I was also impressed with the advocacy of the staff towards my father’s recovery. Both of the shift nurses tending to him were responsive and attentive to his needs. More than that, you could see in their actions, they were champions for his recovery. In several of those “morning huddles” I referenced earlier, the nurse staff challenged the doctor to implement treatment more aggressively than he/she had prescribed. All in the name of speeding his recovery or addressing his pain in a more effective way. To compare, I’ve been in hospitals before where the staff are clearly more interested in the easy path of treatment than advocating for the patient. I know it’s a generalization, but when you contrast it to the treatment at SAMMC the differences are stark.
All of this can serve as lessons for us in how effective teams operate and what true customer service might look like. Even in situations that aren’t life or death, there is no reason for us to operate any differently. Here are a few takeaways I will leave you with from this experience:
- Respect – The most important member of a team is the team itself. Whether you are the doctor or the nurse, or whether you are a VP or a member of a staff – it doesn’t matter. Every member of the team is important, and every member’s perspective must be respected. For example, how can a doctor possibly know how the patient is responding to treatment without consulting with the very people who spend the day with them? So why do we operate so differently in business? Why do we think somehow leadership is any more informed than the members of the team?
- Collaboration – Teams that collaborate effectively are far more effective than those who don’t. And by collaboration I don’t mean full agreement (or disagreement for that matter). Teams must function with open, honest dialogue if they are to serve their purpose. The “morning huddles” I witnessed at SAMMC are a great example of how members with different roles and expertise collaborated in an effective manner.

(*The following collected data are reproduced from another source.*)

PR #15338, opened 2020-09-24
[WIP] Removing Restriction on Zone ID XOR Name for Route53 Hosted Zone Data Source

yhakbar:
### Community Note

Not sure about the order of operations for this PR. I believe that the restriction of requiring the Route 53 Hosted Zone data source to provide `name` or `zone_id` is unnecessary, but I don't know the context in which that restriction was placed. 

It doesn't seem to be a restriction stemming from the AWS SDK call, as the data source is calling `ListHostedZones` and filtering in Go.

Please provide insight into the reason this restriction is currently in place and what I can do to make this change safe and effective!

### DIFF
--- a/aws/data_source_aws_route53_zone.go
+++ b/aws/data_source_aws_route53_zone.go
@@ -134,7 +134,7 @@ func dataSourceAwsRoute53ZoneRead(d *schema.ResourceData, meta interface{}) erro
 
 				if matchingTags && matchingVPC {
 					if hostedZoneFound != nil {
-						return fmt.Errorf("multiple Route53Zone found please use vpc_id option to filter")
+						return fmt.Errorf("Multiple Route53 Hosted Zones found please use zone_id or vpc_id option to filter")
 					}
 
 					hostedZoneFound = hostedZone
--- a/aws/data_source_aws_route53_zone.go
+++ b/aws/data_source_aws_route53_zone.go
@@ -73,15 +73,11 @@ func dataSourceAwsRoute53ZoneRead(d *schema.ResourceData, meta interface{}) erro
 	name, nameExists := d.GetOk("name")
 	name = name.(string)
 	id, idExists := d.GetOk("zone_id")
-	vpcId, vpcIdExists := d.GetOk("vpc_id")
+	vpcID, vpcIDExists := d.GetOk("vpc_id")
 	tags := keyvaluetags.New(d.Get("tags").(map[string]interface{})).IgnoreAws()
 
 	if nameExists && idExists {
 		return fmt.Errorf("zone_id and name arguments can't be used together")
-	}
-
-	if !nameExists && !idExists {
-		return fmt.Errorf("Either name or zone_id must be set")
 	}
 
 	var nextMarker *string
@@ -100,16 +96,16 @@ func dataSourceAwsRoute53ZoneRead(d *schema.ResourceData, meta interface{}) erro
 			return fmt.Errorf("Error finding Route 53 Hosted Zone: %v", err)
 		}
 		for _, hostedZone := range resp.HostedZones {
-			hostedZoneId := cleanZoneID(aws.StringValue(hostedZone.Id))
-			if idExists && hostedZoneId == id.(string) {
+			hostedZoneID := cleanZoneID(aws.StringValue(hostedZone.Id))
+			if idExists && hostedZoneID == id.(string) {
 				hostedZoneFound = hostedZone
 				break
 				// we check if the name is the same as requested and if private zone field is the same as requested or if there is a vpc_id
-			} else if (trimTrailingPeriod(aws.StringValue(hostedZone.Name)) == trimTrailingPeriod(name)) && (aws.BoolValue(hostedZone.Config.PrivateZone) == d.Get("private_zone").(bool) || (aws.BoolValue(hostedZone.Config.PrivateZone) && vpcIdExists)) {
+			} else if (trimTrailingPeriod(aws.StringValue(hostedZone.Name)) == trimTrailingPeriod(name)) && (aws.BoolValue(hostedZone.Config.PrivateZone) == d.Get("private_zone").(bool) || (aws.BoolValue(hostedZone.Config.PrivateZone) && vpcIDExists)) {
 				matchingVPC := false
-				if vpcIdExists {
+				if vpcIDExists {
 					reqHostedZone := &route53.GetHostedZoneInput{}
-					reqHostedZone.Id = aws.String(hostedZoneId)
+					reqHostedZone.Id = aws.String(hostedZoneID)
 
 					respHostedZone, errHostedZone := conn.GetHostedZone(reqHostedZone)
 					if errHostedZone != nil {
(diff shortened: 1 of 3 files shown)


yhakbar:
@Ninir Hello! I believe #2680 is where the decision to enact this restriction was made. Would you mind sharing some insight into why we have it, and anything I could do to make this PR align more closely with best practices here?

Ninir:
@yhakbar Hi!checking the Git history, it actually came from https://github.com/terraform-providers/terraform-provider-aws/commit/87cee00ba90fd17c172737b73f4cd30133785bd3 which was a long time ago

Does that help?

yhakbar:
> @yhakbar Hi!checking the Git history, it actually came from [87cee00](https://github.com/terraform-providers/terraform-provider-aws/commit/87cee00ba90fd17c172737b73f4cd30133785bd3) which was a long time ago
> 
> Does that help?

I'm not sure. I think I might have mistakenly thought that before [this change](https://github.com/terraform-providers/terraform-provider-aws/pull/2680/files#diff-e01a1d64cf89b976c217be6883c66eebL64-L68), the scenario in which neither the hosted zone id or the hosted zone name is provided would allow for a successful lookup using a unique tag.

Do you happen to know the context of that conditional? I don't know if there's a special reason that we want to ensure that one and only one of zone id/ name is always provided for a hosted zone lookup, from a functional perspective, in Route53.

Ninir:
I don;t have the context, but looking at https://github.com/terraform-providers/terraform-provider-aws/pull/2680/files#diff-e01a1d64cf89b976c217be6883c66eebR18-R27 I imagine it's related to both attributes being optional and the logic making sure either of these 2 is set up to plan correctly.

I'd likely go the CustomizeFunc way now to make sure one of the 2 is required, but it's some refactoring to make :) 

Does that make sense?

yhakbar:
> I don;t have the context, but looking at https://github.com/terraform-providers/terraform-provider-aws/pull/2680/files#diff-e01a1d64cf89b976c217be6883c66eebR18-R27 I imagine it's related to both attributes being optional and the logic making sure either of these 2 is set up to plan correctly.
> 
> I'd likely go the CustomizeFunc way now to make sure one of the 2 is required, but it's some refactoring to make :)
> 
> Does that make sense?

- Perspective & Patience – Teams are more successful when they have both the proper perspective of those they serve and the patience with which to service. Can you imagine being a nurse? Patients with constant needs. Family members with dozens of questions. Visitors who think they know a better way to treat the patient. Not so different than what we see in business? Sponsors with constant requests. Consumers with differing needs. Confusion over what we do? And plenty of opinions from others on how we should do it. The recipe for overcoming this is simple – a measure of perspective and a pinch of patience.
- Transparency – And finally, there is no substitute for transparency. It’s really quite simple – communicate clearly and consistently. Those SAMMC nurses had far more to do than to explain for the fifth time that day how my father was progressing. But they did. Why? Because they knew it was important. Even if it was to repeat the same message over and over. And so why are we so lax in doing the same when our customers ask for information? Let’s face it, we aren’t the NSA, and there really aren’t any secrets we are trying to keep from them. So let’s be a little more transparent in why and what we do.
I challenge you to do the same in your job and with your teams. It just might be what the doctor ordered!
NOTE: On a personal note, I was heartened by the number of you who have responded with well wishes, thoughts, and prayers. Since the accident just over two weeks ago, he has made remarkable progress. They have since transferred him to an acute rehab center in Houston where he is progressing well. He is eating well, talking (when he wants to), and has gained some movement with his left arm and leg. This is now a journey, but the future is promising. Thank you so much for all of your thoughts and prayers. They have been amazing!